What catches my eye is that the size of the public key and secret key must be n + log(n) + 1. Generally, when I see log() functions, the first thing I think of is halving inputs (think binary trees having an average depth of log(n), or the merge sort call stack having a max depth of log(n)).

So, here is my idea:

  • Generate a secret key sk by sampling n + log(n) + 1 values from the domain of f. To continue the previous example of n = 4, this means the secret key will have 4 + 2 + 1 letters, or 7 letters. Let's say Gen(4) conveniently produces "ABCDEFG".

  • Produce a public key in the same way as the original scheme, by inputting each letter through the one-way function f. Here, the public key would be "abcdefg".

  • Sign a message by appending each letter of the secret key that corresponds to the appropriate 1-bit in the message m to the signature σ, just like in the original scheme. However, we also append the additional log(n) + 1 letters of the secret key to the signature according to the following rules:

    • Count the number of 0-bits in the message, and append the next letter of the secret key only if the number of 0-bits is odd. That is, append the next letter if the number of 0-bits modulo 2 is 1.

    • Split the message in half (bigger on the left if the bit string's length is odd) and repeat these two steps with the first half of the truncated message and the next letter of the secret key.

(Note: this idea comes from error-correcting codes, specifically "parity bits")

  • Verify a message and signature by following the original scheme, accounting for the changes made above.

To give an example of the new Sign() function, let us consider the message "1010" with the secret key "ABCDEFG". First, we would produce a signature "AC" by aligning the 1-bits to the secret key. Next, we would count the number of 0-bits in "1010". There are 2, which is even (2 mod 2 = 0), so we skip adding "E" to the signature.
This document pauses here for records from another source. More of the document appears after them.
PR #1830, opened 2025-06-10
Added few test cases

jainakanksha-msft:


test/distributed_cache/test-cluster.sh
```diff
@@ -200,8 +200,13 @@ stop_blobfuse_on_node()
...
 
-    echo "Stopping blobfuse @ $(date)" >> $logfile
-    ssh $vm ~/stop-blobfuse.sh >> $logfile 2>&1
+    (
+        echo "Stopping blobfuse @ $(date)" >> $logfile
+        ssh $vm ~/stop-blobfuse.sh >> $logfile 2>&1
+    )&
+
+    # Give some time for blobfuse process to stop.
+    sleep 1
```
linuxsmiths: I had done it like this because unlike start-blobfuse.sh, sto-blobfuse.sh waits till the blobfuse is stopped, so once it returns we know that blobfuse has stopped and we don't need to wait.

test/distributed_cache/test-cluster.sh
```diff
@@ -360,6 +360,15 @@ rv_count=$(get_rv_count "$cm")
...
 log_status $? "is $rv_count"
 
+becho -n "Cluster must be readonly"
+readonly_status=$(echo "$cm" | jq '."readonly"')
+if [ "$rv_count" -ge "$MIN_NODES" ]; then
+    [ "$readonly_status" == "false" ]
+else
+    [ "$readonly_status" == "true" ]
+fi
+log_status $? "rv_count is $rv_count, min_nodes is $MIN_NODES, readonly is $readonly_status"
```
linuxsmiths: min-nodes actually has a relation to num-replicas. We should not allow min-nodes less than num-replicas.
We should update IsValidDcacheConfig() to reflect that. Once we do that then we can safely check only against min-nodes, else it doesn't look right for a num-replicas=3 cluster to become writeable after 1 node is up (say min-node is 1).

linuxsmiths: the check above is not completely correct
Note that we should compare with number of nodes and not number of RVs.
Also, the status check string should be correct. It should say "Cluster must be readonly" or "Cluster must not be readonly" depending on the node count vs min-nodes comparision.
also make the message like

"Cluster must be readonly [num nodes ($num_nodes) < min-nodes ($MIN_NODES)]"

similar for the -ve case

internal/dcache/cluster_manager/cluster_manager.go
```diff
@@ -898,7 +898,7 @@ func (cmi *ClusterManager) ensureInitialClusterMap(dCacheConfig *dcache.DCacheCo
 	clusterMap = dcache.ClusterMap{
 		Readonly:      true,
 		State:         dcache.StateReady,
-		Epoch:         1,
+		Epoch:         0,
```
linuxsmiths: why do you change this?

internal/dcache/models.go
```diff
@@ -74,8 +74,8 @@ type ClusterMap struct {
 	LastUpdatedAt int64                     `json:"last_updated_at"`
 	LastUpdatedBy string                    `json:"last_updated_by"`
 	Config        DCacheConfig              `json:"config"`
-	RVMap         map[string]RawVolume      `json:"rv-map"`
-	MVMap         map[string]MirroredVolume `json:"mv-map"`
+	RVMap         map[string]RawVolume      `json:"rv-list"`
+	MVMap         map[string]MirroredVolume `json:"mv-list"`
```
linuxsmiths, line 100: and this?
it's a map and not a list, so let it be called map

test/distributed_cache/test-cluster.sh
```diff
@@ -6,19 +6,53 @@
...
 #    checking clustermap and performing filesystem operations from various
 #    cluster nodes.
 #
 
+# Check if number of nodes is provided
+if [ $# -ne 1 ]; then
+    echo "Usage: $0 <number_of_nodes>"
+    echo "Example: $0 5"
+    exit 1
+fi
```
linuxsmiths: why do we need to take number of nodes from user?
why can't we deduce it from clustermap.
I'd not want to take any additional info from the user. He should be able to point the test script at a cluster and it should be able to test it by gathering the reqd infro from the clustermap.

test/distributed_cache/test-cluster.sh
```diff
@@ -165,11 +199,11 @@ get_node_id()
     fi
 }
 
-wait_till_next_epoch()
+wait_till_next_scheduled_epoch()
 {
     local next_epoch=$(expr $LAST_UPDATED_AT + $CLUSTERMAP_EPOCH)
     local now=$(date +%s)
-    local secs_to_next_epoch=$(expr $next_epoch - $now + 2)
+    local secs_to_next_epoch=$(expr $next_epoch - $now + 5)
```
linuxsmiths: why did you have to change this?
did it fail and if so did you analyze why 2 sec buffer was not sufficient.

test/distributed_cache/test-cluster.sh
```diff
@@ -181,6 +215,42 @@ wait_till_next_epoch()
...
+    local now=$(date +%s)
+    local secs_to_next_epoch=$(expr $next_epoch - $now)
+   # Check if we're close to the heartbeat timeout boundary
+    local heartbeat_timeout=$(expr $HB_SECONDS \* $HB_TILL_NODE_DOWN - 2)
+    local secs_to_next_epoch_with_buffer
+
+    if [ $secs_to_next_epoch -lt $heartbeat_timeout ]; then
+    # Add an additional epoch period if we're close to timeout
+    secs_to_next_epoch_with_buffer=$(expr $secs_to_next_epoch + $CLUSTERMAP_EPOCH + 5)
+    echo "Close to heartbeat timeout boundary, adding extra epoch wait time"
```
linuxsmiths, line 307: general comment.
pl;s indent uniformly across the file, use 4 spaces

test/distributed_cache/test-cluster.sh
```diff
@@ -254,6 +325,46 @@ read_clustermap_from_node()
     ssh $vm "cat $clustermap_path" 2>>$logfile | tee -a $logfile
 }
 
+write_data_in_dcache()
+{
+    local vm=$1
+    local file_name=$2
+    local block_size=$3
+    local count=$4
+    ssh $vm "dd if=/dev/urandom of=$MOUNTDIR/fs=dcache/$file_name bs=$block_size count=$count"
```
linuxsmiths: add conv=fsync to be safe
to all dds

test/distributed_cache/test-cluster.sh
```diff
@@ -254,6 +325,46 @@ read_clustermap_from_node()
     ssh $vm "cat $clustermap_path" 2>>$logfile | tee -a $logfile
 }
 
+write_data_in_dcache()
+{
+    local vm=$1
+    local file_name=$2
+    local block_size=$3
+    local count=$4
```
linuxsmiths, line 415: just take size_in_GB as param and deduce these two internally

test/distributed_cache/test-cluster.sh
```diff
@@ -254,6 +325,46 @@ read_clustermap_from_node()
...
+write_data_in_azure()
+{
+    local vm=$1
+    local file_name=$2
+    local block_size=$3
+    local count=$4
+    ssh $vm "dd if=/dev/urandom of=$MOUNTDIR/fs=azure/$file_name bs=$block_size count=$count"
+}
+
+write_data_in_mountdir()
```
linuxsmiths: call it write_data_on_both()
, since that's what is the intent..
for others too use on in place of in

internal/dcache/cluster_manager/cluster_manager.go
jainakanksha-msft: This is needed to start with version 1.
Right now, we don't use version 1

internal/dcache/models.go
jainakanksha-msft: I made it consistent throughout.
fs=debug consider it as rv-list mv-list, which makes the things inconsistent. While reading data in automation script.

After that, we truncate the message in half and consider the first half "10". There is 1 0-bit, which is odd (1 mod 2 = 1), so we append "F" to the signature and form σ = "ACF". Finally, we split the message one last time and see that the result of "1" means there are no 0-bits (even), and skip adding "G".

It is straightforward to see that this can be replicated using only the inputs of Verify().
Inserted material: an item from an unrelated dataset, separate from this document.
PR #1831, opened 2025-06-11
Add "removeAllChunks" option to the removeChunk RPC Request

syeleti-msft:
## Type of Change

- [ ] Bug fix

Now, if the adversary somehow gets a test message of "1111" signed, they can only divine the first four letters of the secret key ("ABCD" of "ABCDEFG"). If they try "0000", they get "G". They cannot get the full secret key from a single message, because the additional log(n) letters in the secret key are not added if there are no 0s; and if there is a zero, at least one of the first n letters will not appear.

You might say that the adversary could simply sign multiple test messages to piece together the full key. But I believe this is where the original scheme being defined as a "one-time signature scheme" plays a part. A one-time signature scheme implies that re-using the same key to sign a different message discards the security guarantees of such a scheme; therefore, if the signature scheme is being used properly, the adversary will get the letters of a different secret key each time a test message is signed. Supposing I managed to get this right, the adversary would not be able to forge a message under a specific secret/public key without managing to guess the unleaked letters.

0

For the first part, I prefer to consider a weaker attacker who can only do the forging attack based on an existing pair of message and signature.

Attacker can simply change several "1" to "0" in original message, and then delete characters in orignal signature accordingly.

For example, assume we have: m = 01011011, sigma = x2 x4 x5 x7 x8. we can generate: m' = 01001010, sigma' = x2 x5 x7, it can pass the Verify().